Por el vínculo que en la Iglesia une a todos los fieles, los cristianos de hoy llevamos de alguna manera el peso de los errores y de las culpas de quienes nos han precedido, aun no teniendo responsabilidad personal en esos errores. Y, en ese sentido, la Iglesia pide ahora perdón por esas culpas. La Iglesia abraza a sus hijos del pasado y del presente en una comunión real y profunda, y asume sobre sí el peso de las culpas también pasadas, para purificar la memoria y vivir la renovación del corazón y de la vida según la voluntad del Evangelio.
Sin pedir nada a cambio
La Iglesia pide perdón y, a su vez, ofrece su perdón a cuantos la han ofendido (cuestión bastante significativa si se piensa en tantas persecuciones como los cristianos han sufrido a lo largo de la historia). Pero la Iglesia no exige la petición de perdón ajena como premisa de la propia. No pide nada a cambio.
Pedir perdón de las culpas del pasado es un signo de vitalidad y de autenticidad de la Iglesia, que refuerza su credibilidad y ayudará a modificar esa falsa imagen de oscurantismo e intolerancia con que, por ignorancia o por mala fe, algunos se complacen en identificarla. Esclarecer la verdad será siempre una liberación.
Dilucidar la verdad histórica
La Iglesia es una sociedad viva que atraviesa los siglos, y a través de ese caminar por la historia, no puede evitar que el grano bueno esté mezclado con la cizaña, que la santidad se establezca junto a la infidelidad y el pecado.
Clarificar la verdad hará que la luz destaque más sobre las sombras, porque, junto a sus fallos, destacarán sus grandes méritos. No puede olvidarse que es la Iglesia quien inició los hospitales, los hospicios, las escuelas, las universidades; que millones de cristianos, en todo el mundo, se han dedicado a una tarea misionera que era también una tarea de asistencia, de caridad, muchas veces heroica hasta el martirio.

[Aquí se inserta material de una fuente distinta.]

PR #22, opened 2020-07-23
Tzirliya development

Tzirliya:
The Task Page shows details for a specific task (one of three hard-coded tasks or a default task if accessed via the navigation bar). These details now include a list of subtasks (buttons and descriptions) and a list of users (buttons).


src/main/webapp/script.js
```diff
@@ -42,7 +53,95 @@ function getTaskInfo() {
...
+      const subtasks = document.getElementById('task-subtasks-container');
+      subtasks.appendChild(getSubtasks(tasks[task].subtasks));
+      const users = document.getElementById('task-users-container');
+      users.appendChild(getUsers(tasks[task].users));
       break;
     }
   }
+}
+
+/**
```
jcespejo, line 65: Good looking documentation.  JSDoc?  Let's definitely keep this up.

Hay que evitar tanto una apologética que pretenda justificarlo todo, como una culpabilización indebida, propia de cristianos acomplejados.

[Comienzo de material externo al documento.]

PR #25, opened 2020-07-24
Create TaskData and TaskController objects

Tzirliya:
TaskData.java is created. It holds all details about a task that would be stored in Datastore. TaskController.java is a class that limits the actions performed on TaskData. The Java servlets will only interact with the TaskController object.


talgsternberg:
Hi! Can you describe in slightly more detail what TaskController does? I think I understand I just want to make sure I'm on the same page.

Tzirliya:
The TaskData object holds all task attributes and all getters and setters. The TaskController object has a TaskData object. TaskController limits the actions that can be performed on TaskData by choosing which getters and setters should be available and by creating more limited methods like addSubtask() and removeSubtask() instead of allowing the servlet code to change the subtasks all at once. The Java servlets will only interact with the TaskController and its limited methods iiuc.

src/main/java/com/rtb/projectmanagementtool/task/TaskController.java
```diff
@@ -0,0 +1,82 @@
...
+  public void removeUser(long userID) {
+    HashSet<Long> users = taskData.getUsers();
+    users.remove(userID);
+    taskData.setUsers(users);
+  }
+
+  public void addSubtask(long taskID) {
+    HashSet<Long> subtasks = taskData.getSubtasks();
+    subtasks.add(taskID);
+    taskData.setUsers(subtasks);
```
godsfavours, line 73: I think you mean to call setSubtasks(subtasks) here

src/main/java/com/rtb/projectmanagementtool/task/TaskController.java
```diff
@@ -0,0 +1,82 @@
+package com.rtb.projectmanagementtool.task;
+
+import java.util.HashSet;
+
+/** Class controlling the TaskData object. */
+public final class TaskController {
+
+  private TaskData taskData;
```
jcespejo, line 8: Sorry to clarify, TaskController doesn't necessarily have to map to only a single TaskData.  Your TaskController can (and normally would) have a list/map of TaskDatas.

Think of the controller as the thing that does the operations on one or more tasks, specifically for example load/save/add/delete tasks.  So most probably this will also hold all of your Datastore load/save logic.

src/main/java/com/rtb/projectmanagementtool/task/TaskController.java
```diff
@@ -0,0 +1,82 @@
...
+  public void addSubtask(long taskID) {
+    HashSet<Long> subtasks = taskData.getSubtasks();
+    subtasks.add(taskID);
+    taskData.setUsers(subtasks);
+  }
+
+  public void removeSubtask(long taskID) {
+    HashSet<Long> subtasks = taskData.getSubtasks();
+    subtasks.remove(taskID);
+    taskData.setUsers(subtasks);
```
godsfavours, line 79: and here

src/main/java/com/rtb/projectmanagementtool/task/TaskController.java
```diff
@@ -0,0 +1,82 @@
...
+/** Class controlling the TaskData object. */
+public final class TaskController {
+
+  private TaskData taskData;
+
+  public TaskController(TaskData taskData) {
+    this.taskData = taskData;
+  }
+
+  // Is there a way to avoid retyping all of these getters and setters?
```
jcespejo, line 14: Eclipse has a "generate all getters/setters" functionality.  I'm not sure if the Cloud Editor has something similar (probably not).  But as per comment above, you won't need to duplicate here since field getters/setters would only be needed on the Data object.

src/main/java/com/rtb/projectmanagementtool/task/TaskController.java
```diff
@@ -0,0 +1,82 @@
+package com.rtb.projectmanagementtool.task;
```
jcespejo, line 1: Yup

src/main/java/com/rtb/projectmanagementtool/task/TaskData.java
```diff
@@ -0,0 +1,94 @@
...
+    this.users = users;
+  }
+
+  public void setSubtasks(HashSet<Long> subtasks) {
+    this.subtasks = subtasks;
+  }
+
+}
+
+enum Status {
```
jcespejo, line 91: I would suggest moving these up higher, maybe even before the class, just so they're visible right away.  Another option would be to move these into a "constants" file maybe in com.rtb.projectmanagementtool.util.Constants.java

src/main/java/com/rtb/projectmanagementtool/task/TaskData.java
```diff
@@ -0,0 +1,88 @@
...
+  private long taskID;
+  private long projectID;
+  private String name;
+  private String description;
+  private Status status;
+  private HashSet<Long> users;
+  private HashSet<Long> subtasks;
+
+  public TaskData(long taskID, long projectID, String name, String description,
+    Status status, HashSet<Long> users, HashSet<Long> subtasks) {
```
godsfavours: maybe add different constructor(s) for if some of these arguments aren't sent in

Tzirliya:
Is this closer to what TaskController is supposed to look like?

src/main/java/com/rtb/projectmanagementtool/task/TaskController.java
```diff
@@ -0,0 +1,80 @@
...
+
+  // Optional TODO: Add sort and quantity paramters.
+  public HashSet<TaskData> getAllTasks() {
+    DatastoreService datastore = DatastoreServiceFactory.getDatastoreService();
+    HashSet<TaskData> tasks = new HashSet<>();
+    Query query = new Query("Task");
+    PreparedQuery results = datastore.prepare(query);
+    for (Entity entity : results.asIterable()) {
+      // Get task entity data
+      long taskID = (long) entity.getKey().getId();
```
jcespejo, line 28: I would move these to the Data layer, maybe pass an Entity as a param to its constructor.  It'll be like the Data object building itself based on a database entity.

src/main/java/com/rtb/projectmanagementtool/task/TaskController.java
```diff
@@ -0,0 +1,80 @@
...
+      HashSet<Long> users = task.getUsers();
+      HashSet<Long> subtasks = task.getSubtasks();
+      // Build task entity
+      Entity entity = new Entity("Task", taskID);
+      entity.setProperty("projectID", projectID);
+      entity.setProperty("name", name);
+      entity.setProperty("description", decription);
+      entity.setProperty("status", status);
+      entity.setProperty("users", users);
+      entity.setProperty("subtasks", subtasks);
```
jcespejo, line 61: Also these would be good on the Data layer, so the Data layer can transform itself to and from an entity.

jcespejo:
> Is this closer to what TaskController is supposed to look like?

Yep this looks good, with the TaskController doing the add/edit/delete operations.  Other things that could fit in there is association methods (add a user to a task), search/sort/filter, etc..

Only change I would do is to move the `Data <-> Entity` translation in the Data itself (either via a constructor param, or a `ParseFromEntity()` and `ToEntity()` methods).  If it helps to clarify, the Entity is *the* data, and TaskData is a wrapper around the entity to make it easier to work with.

src/main/java/com/rtb/projectmanagementtool/task/TaskController.java
```diff
@@ -0,0 +1,80 @@
...
+
+  public TaskController(HashSet<TaskData> tasks) {
+    this.tasks = tasks;
+  }
+
+  // Optional TODO: Add sort and quantity paramters.
+  public HashSet<TaskData> getAllTasks() {
+    DatastoreService datastore = DatastoreServiceFactory.getDatastoreService();
+    HashSet<TaskData> tasks = new HashSet<>();
+    Query query = new Query("Task");
```
jcespejo, line 24: ok for the first pass.  But also think about if we really do need to load all tasks every time.

src/main/java/com/rtb/projectmanagementtool/task/TaskController.java
```diff
@@ -0,0 +1,80 @@
...
+      entity.setProperty("subtasks", subtasks);
+      taskEntities.add(entity);
+    }
+    datastore.put(taskEntities);
+  }
+
+  public void deleteTasks(HashSet<Long> taskIDs) {
+    DatastoreService datastore = DatastoreServiceFactory.getDatastoreService();
+    HashSet<Key> keys = new HashSet<>();
+    Query query = new Query("Comment").setKeysOnly();
```
jcespejo, line 70: Same here, if we truly need to load all tasks to delete one.

[Looking at the Query API](https://googleapis.dev/java/google-cloud-datastore/latest/com/google/cloud/datastore/Query.html), I see there's a GqlQuery or a KeyQuery options.  GqlQuery I'm assuming would allow you to build SQL formatted queries?  Then maybe KeyQuery allows an entity key to query for?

La Iglesia no tiene miedo a la verdad que emerge de la historia. Está dispuesta a reconocer equivocaciones allí donde se hayan verificado. Pero desconfía de los juicios generalizados de absolución o de condena respecto a las diversas épocas históricas. Confía en la investigación paciente y honesta sobre el pasado, libre de prejuicios de tipo confesional o ideológico.
Su petición de perdón no es ostentación de humildad ficticia, ni retractación de su historia, ciertamente rica en méritos en el terreno de la caridad, de la cultura, de la santidad. Responde más bien a una irrenunciable exigencia de verdad, que, junto a los aspectos positivos, reconoce los límites y las debilidades humanas de las sucesivas generaciones de cristianos.
El hecho de que, por ejemplo, algunas veces a lo largo de la historia la verdad se haya alzado con aires o con hechos de intolerancia, e incluso que en su error haya llegado a llevar hombres a la hoguera, no es culpa de la verdad, sino de quienes en su momento no supieron entenderla. Todo, hasta lo más grande, puede degradarse. Es cierto que el amor puede hacer que un insensato cometa un crimen que considera hecho por amor, pero no por eso hay que abominar del amor, ni de la verdad, que nunca dejarán de ser las raíces que sostienen la vida humana.